[NOTE: Our anti-spam software does not like something in Ian’s comment, so he graciously gave his consent to post this as a guest post — ed.]
Unfortunately, I don’t know much about the institutions specifically within the electric power industry, so I imagine this will be of limited help. But, that’s never really stopped me from rambling on.
Ostrom was one of the first things that came to mind after reading through your posts. Though, the book I had in mind was Rules, Games, and Common Pool Resources. Specifically, some of the discussion in the book about the levels at which rules are defined; in the context of altering institutions, she defines “constitutional level” rules that define the boundaries around who can make choices at a collective level. It would seem to me that any serious change would not only come from that level, but have to affect the actions on that level. If the ability to make change at that level is blocked then I would think there would only be a limited space in which the operations of the institution might be able to fluctuate. In my simplistic understanding of the potential principal-agent relationship, the institution would thus simply generally reflect the governing body or group that has control over the constitutional-level rules.
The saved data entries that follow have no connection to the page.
PR #450, opened 2019-02-26
Add ARM64 nodesets

mrhillsman:
VEXXHOST only

1. ubuntu-xenial-vxh-arm64
2. ubuntu-bionic-vxh-arm64
3. centos-7-vxh-arm64

Fixes theopenlab/openlab#198
Related-Bug: theopenlab/openlab#194

### DIFF
--- a/zuul.d/nodesets.yaml
+++ b/zuul.d/nodesets.yaml
@@ -25,10 +25,22 @@
         label: ubuntu-xenial-vexxhost
 
 - nodeset:
+    name: ubuntu-xenial-vxh-arm64
+    nodes:
+      - name: ubuntu-xenial-vxh-arm64
+        label: ubuntu-xenial-vxh-arm64
+
+- nodeset:
     name: ubuntu-bionic-vxh-arm64
     nodes:
       - name: ubuntu-bionic-vxh-arm64
         label: ubuntu-bionic-vxh-arm64
+
+- nodeset:
+    name: centos-7-vxh-arm64
+    nodes:
+      - name: centos-7-vxh-arm64
+        label: centos-7-vxh-arm64
 
 - nodeset:
     name: ubuntu-xenial-huaweicloud


liu-sheng:
Hi Melvin, as we have reached an agreement, we should open all these issues in `https://github.com/theopenlab/openlab/issues`

kiwik:
Like @liu-sheng say, please ensure all of these nodesets have been availiable in nodepool, then we can merge the PR.
And I think we should remove `vxh` in nodeset name , s/centos-7-vxh-arm64/centos-7-arm64/ , might other cloud vendor provide ARM resource for the label in the future, if it's not necessary, we should not associate with specified vendor.

kiwik:
@mrhillsman please go on your PR, thanks https://github.com/theopenlab/openlab/issues/198#issuecomment-473180894

zuul.d/nodesets.yaml
```diff
@@ -24,12 +24,24 @@
       - name: ubuntu-xenial-vexxhost
         label: ubuntu-xenial-vexxhost
 
+- nodeset:
+    name: ubuntu-xenial-vxh-arm64
```
kiwik: Only `ubuntu-xenial-arm64` is available now in OpenLab, please update nodeset name and remove the following two ARM nodeset, thx.

Yikun:
Do we still these nodesets.yaml? I prefer we could add this nodesets setting when we really need it. Otherwise, we should maintenance many redundant settings.

kiwik:
> Do we still need these in nodesets.yaml? I prefer we could add this nodesets setting when we really need it. Otherwise, we should maintenance many redundant settings.

We hope to keep consist between Nodepool and Zuul, so reasonable steps is：
1. Config, test and enable labels in Nodepool side
2. Add available labels in openlab-zuul-jobs side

The more resistant to change that group is, the less likely real change will be. To discuss the potential for change, Chapter 12 of RG&CPR talks about the potential movement from CPR usage being a PD-style game to an assurance problem-style game. Again, the question of monitoring and information sharing aids this, as you’ve mentioned before.
While it may not be at all applicable, I guess I saw some of this in terms similar to that discussed by Krehbiel in Information and Legislative Organization insofar as one of the problems in institutions (such as Congress) is a tension between the ownership of information and the ownership of the ability to enact change through rule-making (of course, agenda-setting issues also play a massive role). That the group with specific information has a suggestion, and is supposed to be some sort of representation of the the whole institution, is no assurance that their suggestions, whatever their instrinsic value, will be adopted. Perhaps in the case of institutions even outside of congressional control, there is a similar problem of walls existing between those with policy-specific knowledge and those with institutional-change prerogatives. (Perhaps this is blindingly obvious. Just don’t know.) The focus of the bureacrat would be the cost of the operation, rather than on the policy output issues of interest to the policy-specialist.
Though it may be a poor comparison, the differences in approach towards cellular service in Europe and the US came to mind when reading these posts. Europe chose to have a standardized format for cellular service; they opted for uniformity and interoperability. The result was limited ability to react to massive growth in bandwidth usage, higher prices (since the competition was for the phone, not the service), and slower development of technology that pushes the limits (which, I think, is why Europe was always so eager to hear about the “next release” of phones, such as 3G and whatnot). By contrast, the US didn’t standardize. We have lower rates for service, a faster adoption rate for new technology (CDMA, TDMA, etc. and so on), but far less interoperability. We can’t yet buy a soda from a vending machine or pay for metro rides using our phones — a rising practice around the world. to make the connection, the various competiting US service companies understood far better the potential rewards of pushing the service technology, with little governance at the top to tell innovators not to follow certain roads. The European system created a structure that relied on bureaucrats to choose, with their limited knowledge, and did not allow those with specific information to do more than “provide guidance”. I think some of that may be tied to the duration off those in the controlling group. The beneficial increasing returns from having the institution are “misread”, perhaps, and longer-view benefits aren’t counted in. Roll-out in Europe was certainly faster because service was standardized. But the longer-view benefit of faster progress could have been seen, perhaps, as more valuable had not the bureaucrats been more concerned with what happens during their tenure. (Akin to much of what Douglass North has in Institutions, Institutional Change, And Economic Performance.)
If some of these issues do involve US federal institutions, maybe there’s something of value in Paul Light’s work on the “thickening of government”. The pool of people at the top of the institution is getting a lot heavier. That is, the people with constitutional-level control grows and thus the number of people depending on the status quo grows; more importantly, the ratio of those with the ability to change the rules to those who have specific knowledge starts getting much smaller. I can’t imagine that could be good for future change.
Lastly, I suppose another lens might be that of Hart and the question of complementary versus independent assets. Though, in this case, it might be a function of counter-argument. The internet is “controlled” by a loose affiliation of groups; the assets strike me as highly complementary with my cursory knowledge of their various jurisdictions. We’d tend to believe, if the Hart position was applicable in this case, that they would realize efficiencies from organizing into a single “firm” — yet they haven’t, and actively work to prevent such a move.